§ RECORDS FOR PROCESSING:
━━━━━━━━━━━━━━━━━━━━━━━━━━━━━━

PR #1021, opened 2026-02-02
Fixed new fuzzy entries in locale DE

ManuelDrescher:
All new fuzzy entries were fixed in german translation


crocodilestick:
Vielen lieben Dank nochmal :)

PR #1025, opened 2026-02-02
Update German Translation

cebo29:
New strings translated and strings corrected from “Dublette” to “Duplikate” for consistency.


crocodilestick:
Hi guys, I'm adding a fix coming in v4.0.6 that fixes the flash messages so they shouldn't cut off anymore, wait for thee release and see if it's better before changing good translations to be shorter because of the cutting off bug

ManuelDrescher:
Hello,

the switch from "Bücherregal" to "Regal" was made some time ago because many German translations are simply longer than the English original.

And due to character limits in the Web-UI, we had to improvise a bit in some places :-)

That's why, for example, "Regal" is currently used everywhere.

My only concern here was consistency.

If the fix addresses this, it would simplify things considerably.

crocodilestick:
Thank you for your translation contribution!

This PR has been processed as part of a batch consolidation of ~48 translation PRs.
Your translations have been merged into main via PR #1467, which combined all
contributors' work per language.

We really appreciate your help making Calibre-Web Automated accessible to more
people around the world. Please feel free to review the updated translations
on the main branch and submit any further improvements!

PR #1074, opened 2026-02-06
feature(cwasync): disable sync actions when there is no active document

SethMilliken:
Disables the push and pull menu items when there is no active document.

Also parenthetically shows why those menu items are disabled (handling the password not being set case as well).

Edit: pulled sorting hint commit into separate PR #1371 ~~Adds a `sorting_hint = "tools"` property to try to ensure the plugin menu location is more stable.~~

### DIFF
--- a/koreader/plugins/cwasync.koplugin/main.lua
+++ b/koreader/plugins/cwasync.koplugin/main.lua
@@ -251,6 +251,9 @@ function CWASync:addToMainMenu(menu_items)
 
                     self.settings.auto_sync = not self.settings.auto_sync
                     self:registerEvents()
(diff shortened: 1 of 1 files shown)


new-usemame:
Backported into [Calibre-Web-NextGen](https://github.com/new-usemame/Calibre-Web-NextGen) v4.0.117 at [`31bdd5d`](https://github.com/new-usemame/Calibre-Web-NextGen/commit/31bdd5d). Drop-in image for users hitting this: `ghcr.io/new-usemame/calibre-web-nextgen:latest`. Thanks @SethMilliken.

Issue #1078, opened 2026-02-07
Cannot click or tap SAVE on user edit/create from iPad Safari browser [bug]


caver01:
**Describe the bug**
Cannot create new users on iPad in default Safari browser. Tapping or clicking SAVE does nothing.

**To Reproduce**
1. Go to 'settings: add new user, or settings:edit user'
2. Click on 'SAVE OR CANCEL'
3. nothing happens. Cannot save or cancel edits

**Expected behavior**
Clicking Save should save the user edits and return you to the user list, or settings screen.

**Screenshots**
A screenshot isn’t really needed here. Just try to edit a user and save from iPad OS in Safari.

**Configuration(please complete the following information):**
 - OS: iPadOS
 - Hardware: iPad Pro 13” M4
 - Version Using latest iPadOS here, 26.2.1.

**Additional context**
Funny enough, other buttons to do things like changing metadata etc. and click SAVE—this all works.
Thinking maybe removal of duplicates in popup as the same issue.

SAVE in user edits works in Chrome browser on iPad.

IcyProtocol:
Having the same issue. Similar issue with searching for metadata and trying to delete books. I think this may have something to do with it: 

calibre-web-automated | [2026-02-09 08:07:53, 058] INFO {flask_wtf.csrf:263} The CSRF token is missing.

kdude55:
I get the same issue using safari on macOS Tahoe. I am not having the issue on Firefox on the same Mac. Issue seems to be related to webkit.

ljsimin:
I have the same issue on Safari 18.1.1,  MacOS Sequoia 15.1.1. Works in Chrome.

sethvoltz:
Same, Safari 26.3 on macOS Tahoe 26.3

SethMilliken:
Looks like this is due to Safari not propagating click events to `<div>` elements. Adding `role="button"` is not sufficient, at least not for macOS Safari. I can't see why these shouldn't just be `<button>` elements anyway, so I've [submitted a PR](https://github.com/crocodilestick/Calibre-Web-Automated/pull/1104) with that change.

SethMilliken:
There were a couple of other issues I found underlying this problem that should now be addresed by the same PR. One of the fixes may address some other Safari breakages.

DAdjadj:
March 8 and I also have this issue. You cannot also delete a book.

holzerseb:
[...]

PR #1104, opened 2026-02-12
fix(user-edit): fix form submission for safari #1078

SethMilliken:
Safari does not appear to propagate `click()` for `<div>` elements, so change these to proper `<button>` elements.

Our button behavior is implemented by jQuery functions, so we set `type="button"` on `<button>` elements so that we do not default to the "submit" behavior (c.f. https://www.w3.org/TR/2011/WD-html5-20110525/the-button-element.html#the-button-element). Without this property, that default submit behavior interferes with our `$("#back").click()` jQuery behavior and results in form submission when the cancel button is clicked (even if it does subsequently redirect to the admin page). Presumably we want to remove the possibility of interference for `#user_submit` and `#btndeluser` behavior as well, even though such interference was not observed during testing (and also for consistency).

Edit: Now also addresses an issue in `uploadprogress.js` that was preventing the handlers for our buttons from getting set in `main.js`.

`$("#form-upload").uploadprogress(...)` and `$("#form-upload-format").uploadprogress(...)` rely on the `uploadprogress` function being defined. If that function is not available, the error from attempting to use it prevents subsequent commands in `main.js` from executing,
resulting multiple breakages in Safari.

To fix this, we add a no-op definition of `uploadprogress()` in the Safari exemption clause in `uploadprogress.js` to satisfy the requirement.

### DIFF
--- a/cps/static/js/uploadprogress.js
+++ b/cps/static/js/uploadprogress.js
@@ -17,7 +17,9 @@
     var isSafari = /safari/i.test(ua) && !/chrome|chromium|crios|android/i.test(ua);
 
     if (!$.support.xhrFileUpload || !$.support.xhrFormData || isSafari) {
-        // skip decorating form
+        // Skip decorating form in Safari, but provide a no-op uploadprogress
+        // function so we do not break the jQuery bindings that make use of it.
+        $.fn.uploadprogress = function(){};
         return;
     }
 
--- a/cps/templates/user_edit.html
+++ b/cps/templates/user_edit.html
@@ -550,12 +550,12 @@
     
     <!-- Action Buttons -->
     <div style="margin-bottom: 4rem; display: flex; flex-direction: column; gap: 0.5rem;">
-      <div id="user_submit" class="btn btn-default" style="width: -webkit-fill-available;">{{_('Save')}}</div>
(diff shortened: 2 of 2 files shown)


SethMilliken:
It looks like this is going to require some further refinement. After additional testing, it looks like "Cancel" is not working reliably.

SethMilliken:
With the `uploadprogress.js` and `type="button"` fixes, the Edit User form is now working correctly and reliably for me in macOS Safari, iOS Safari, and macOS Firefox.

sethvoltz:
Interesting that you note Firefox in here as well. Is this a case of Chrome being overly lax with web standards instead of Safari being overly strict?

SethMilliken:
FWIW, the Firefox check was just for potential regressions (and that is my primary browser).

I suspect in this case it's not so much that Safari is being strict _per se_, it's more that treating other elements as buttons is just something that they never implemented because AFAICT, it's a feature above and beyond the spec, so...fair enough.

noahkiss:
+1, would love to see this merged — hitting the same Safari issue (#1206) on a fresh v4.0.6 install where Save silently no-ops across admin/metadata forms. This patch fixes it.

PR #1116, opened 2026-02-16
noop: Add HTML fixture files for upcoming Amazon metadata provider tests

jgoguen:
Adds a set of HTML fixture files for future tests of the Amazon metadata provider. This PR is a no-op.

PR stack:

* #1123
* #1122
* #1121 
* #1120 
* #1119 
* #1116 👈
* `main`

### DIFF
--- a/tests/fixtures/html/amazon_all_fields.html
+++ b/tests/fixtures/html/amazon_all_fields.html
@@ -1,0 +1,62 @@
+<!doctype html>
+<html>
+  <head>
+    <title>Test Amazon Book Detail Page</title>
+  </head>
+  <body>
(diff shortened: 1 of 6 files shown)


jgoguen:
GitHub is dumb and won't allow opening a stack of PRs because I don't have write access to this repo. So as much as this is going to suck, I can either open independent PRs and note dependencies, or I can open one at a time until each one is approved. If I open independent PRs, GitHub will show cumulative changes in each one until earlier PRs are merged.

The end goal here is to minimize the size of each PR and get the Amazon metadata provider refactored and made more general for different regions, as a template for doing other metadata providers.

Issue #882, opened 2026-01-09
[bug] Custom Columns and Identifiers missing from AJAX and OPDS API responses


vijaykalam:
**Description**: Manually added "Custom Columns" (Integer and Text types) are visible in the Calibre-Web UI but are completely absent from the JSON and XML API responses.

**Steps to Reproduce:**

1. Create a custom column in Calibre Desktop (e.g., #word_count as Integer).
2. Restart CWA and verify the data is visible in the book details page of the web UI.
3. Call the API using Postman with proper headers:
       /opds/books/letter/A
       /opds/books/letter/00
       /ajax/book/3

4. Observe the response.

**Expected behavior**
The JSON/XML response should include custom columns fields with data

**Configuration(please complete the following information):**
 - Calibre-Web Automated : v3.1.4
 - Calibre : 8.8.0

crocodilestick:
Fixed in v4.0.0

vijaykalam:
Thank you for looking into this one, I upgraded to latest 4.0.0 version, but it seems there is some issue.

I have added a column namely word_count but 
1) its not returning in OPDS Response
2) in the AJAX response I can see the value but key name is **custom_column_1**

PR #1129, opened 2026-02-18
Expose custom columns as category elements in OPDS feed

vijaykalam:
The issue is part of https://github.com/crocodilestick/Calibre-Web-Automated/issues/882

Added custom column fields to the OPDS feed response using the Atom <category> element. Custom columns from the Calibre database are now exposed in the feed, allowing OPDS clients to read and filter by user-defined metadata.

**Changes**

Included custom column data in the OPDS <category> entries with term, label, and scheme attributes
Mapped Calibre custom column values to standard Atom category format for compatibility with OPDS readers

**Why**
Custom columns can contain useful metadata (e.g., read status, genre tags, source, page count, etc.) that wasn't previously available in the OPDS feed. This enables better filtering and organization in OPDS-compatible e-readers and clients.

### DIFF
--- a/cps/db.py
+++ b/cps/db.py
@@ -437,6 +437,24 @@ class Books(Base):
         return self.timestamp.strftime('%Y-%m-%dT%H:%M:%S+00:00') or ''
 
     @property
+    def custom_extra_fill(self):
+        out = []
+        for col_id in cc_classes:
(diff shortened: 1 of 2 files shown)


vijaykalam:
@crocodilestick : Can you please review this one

━━━━━━━━━━━━━━━━━━━━━━━━━━━━━━

§ BRIEF:
Search the records for the string "missing", and copy every line that holds it.

§ EXPECTED ANSWER:
calibre-web-automated | [2026-02-09 08:07:53, 058] INFO {flask_wtf.csrf:263} The CSRF token is missing.
[bug] Custom Columns and Identifiers missing from AJAX and OPDS API responses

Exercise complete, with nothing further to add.